At present, we can provide access to all resources from a desktop computer running on the Windows environment and connected to the Internet; even if you are not connected yet, it will have access to most resources. So we offer many resources at a distance for those who want to use the Internet exclusively, regardless of operating environment (Windows or Android) by mobile phone or tablet.
Currently the technology is increasingly present in the different everyday areas. Thus people have migrated to the online world. Developing applications that access the Internet from any device or location is no longer an option for these users and has become a necessity in an increasingly competitive market and when seeking information.
In the last few years, Internet access by mobile devices like smartphones and tablets has grown exponentially than desktops or notebooks.
How can a website that serves a huge range of different devices for Internet access be developed? Responsive design is the answer. Responsive design aims to solve this problem by presenting a layout adaptable to the most diverse types of devices on the market today.
Responsive web design is a new approach to website design, ensuring users have a good viewing experience with all types of device. The aim is not to look good only on a desktop screen, but also on tablets, iPhones and smartphones.
The application resources are based on Web pages, and some tools enable the user to save the information gathered from web pages to the database and retrieve it later.
According to the http://gs.statcounter.com/, comparing worldwide Internet usage from 2009 to 2016, in 2009 the Internet usage with mobile and tablet devices was 0%, while desktop computers represented 100% of the Internet usage worldwide, but year after year the mobile-based web visits are increasing while the desktop web visits are decreasing. In 2016, the mobile-based web visits represented 51.5% while desktop web visits represented 48.7%.
If web visits are for searches, messages, business, social networks, marketplaces and ecommerce, why not develop a website for academic purposes also, for Internet running under a mobile device?
Keeping in mind the above, the third module, named the Phrasenet Database Toolbox for Mobiles, was built based on Responsive Web Design and runs exclusively on the Web.
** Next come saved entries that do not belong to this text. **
PR #277, opened 2017-07-23
Enable test coverage reports

s7eph4n:
This PR addresses enables test coverage reporting.

Before this is merged somebody should enable external code coverage on Scrutinizer. See https://scrutinizer-ci.com/docs/tools/external-code-coverage/

This PR includes:
- [ ] CI build passed

### DIFF
--- a/.travis.yml
+++ b/.travis.yml
@@ -5,7 +5,7 @@ matrix:
   include:
     - env: DB=mysql; MW=master; SMW=~3.0@dev
       php: 5.6
-    - env: DB=mysql; MW=1.28.2; SMW=~3.0@dev
+    - env: DB=mysql; MW=1.28.2; SMW=~3.0@dev; TYPE=coverage
       php: 7.0
     - env: DB=sqlite; MW=1.28.2; SMW=~3.0@dev
       php: 7.0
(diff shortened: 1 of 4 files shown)


JeroenDeDauw:
You know you can use branches on this repo instead of your own right? You do have write access

s7eph4n:
Yes, I know. In principle. It never occurred to me though. :D 
Btw, "somebody should enable external code coverage on Scrutinizer". And that I really can't do. :P

JeroenDeDauw:
Yes you can, you just need to update https://github.com/SemanticMediaWiki/SemanticResultFormats/blob/master/.scrutinizer.yml

This needs to be added: https://github.com/wmde/Euro/blob/master/.scrutinizer.yml#L5

JeroenDeDauw:
Might need to specify custom timeout limit to avoid timeouts if the tests here are not that fast https://github.com/wmde/Diff/blob/master/.scrutinizer.yml#L5-L6

s7eph4n:
Abyssmal, as expected: [Code Coverage](https://scrutinizer-ci.com/g/SemanticMediaWiki/SemanticResultFormats/?branch=master)
And that already includes integration tests.

JeroenDeDauw:
Better than most MW extensions :) Also, this number does not include the JS, which this extension has a lot of, so it is actually lower.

For Apps running online only we will make available a corpus we call CHADES created in 1996 whose main focus is the Journalism and Spanish-American Literature recording the diversity of speech of the Americas. At the present time it has about five million words, based on texts not yet converted to electronic form (scanned) and electronic texts found on the Internet. Most of the corpus is based on journalistic publications: 70%. The books are second with just 26%. Magazines occupy a modest third place, remaining at just 4%. CHADES contains notes on the information available: the name of the authors, the article title, page, paragraph, chapter, and the date of publishing.